[Dataset content — start]

PR #450, opened 2023-03-17
fix Elementor translations not applied when custom components with non-string ids are present (WP-793)

vsolovei-smartling:


inc/Smartling/ContentTypes/ExternalContentElementor.php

[Dataset content — finish]

**About this task:** Would you restate each line of the material above word for word?

**Completed task:**
PR #450, opened 2023-03-17
fix Elementor translations not applied when custom components with non-string ids are present (WP-793)

vsolovei-smartling:


inc/Smartling/ContentTypes/ExternalContentElementor.php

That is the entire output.